Soil phosphorus transformations along two long-term chronosequences with contrasting climate in south-western Australia

Abstract

Background Soil organic phosphorus (P) and its chemical nature change markedly during long-term pedogenesis, but how variation in ecosystem water balance and associated differences in vegetation impact such transformations remain unclear. Methods We used solution P-31-nuclear magnetic resonance (P-31-NMR) spectroscopy to assess the chemical nature of soil organic P along two > 2-million-year coastal sand dune chronosequences in south-western Australia characterised by contrasting ecosystem water balance.

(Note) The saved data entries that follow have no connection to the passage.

PR #717, opened 2023-05-31
New config file format

space-nuko:
It looks like this

```yaml
config:
  network:
    listen: 127.0.0.1
    port: 8188
    enable_cors_header: null
  files:
    extra_model_paths_config: null
    output_directory: null
  behavior:
    auto_launch: false
    dont_print_server: false
    quick_test_for_ci: false
    windows_standalone_build: false
  pytorch:
    cuda_device: null
    dont_upcast_attention: false
    force_fp32: false
    directml: null
    cross_attention: null # pytorch, split, null
    disable_xformers: false
    vram: null # highvram, normalvram, lowvram, novram, null
```

Essentially it's an override format for all command line args, to prevent needing to create a huge `webui-user`-like monstrosity full of unparsed argstrings

The order of overrides is *defaults -> config file -> passed CLI args*


comfyanonymous:
I like the idea of this but maybe it should be merged with the extra_model_paths.yaml so that there would only be one config file.

What do you think?

space-nuko:
In complete agreement, partially why I wanted to use YAML

space-nuko:
- Merged `extra_model_paths` into the main YAML
- Print comment strings for each config option, with choices if it's an enum
- Test edge cases with pytest (run `python -m pytest` from within venv)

We sampled soils from the progressive and retrogressive stages of the ecosystem along the wetter Warren and drier Jurien Bay chronosequences. Results Organic P was a much greater proportion of the total soil P in the wetter Warren than the drier Jurien Bay chronosequence. However, the composition of soil organic and inorganic P detected by P-31-NMR spectroscopy was similar in the two chronosequences. Orthophosphate and simple phosphomonoesters were the dominant P species, and their proportional importance increased as soils aged, constituting > 80% of soil total P in the late stages of pedogenesis. However, no higher-order inositol phosphates were detected along either chronosequence, presumably due to the sandy texture and limited sorption capacity of the soils. Conclusion Our results provide evidence that ecosystem water balance has little impact on the long-term soil organic P transformations during pedogenesis in south-western Australian dune sequences.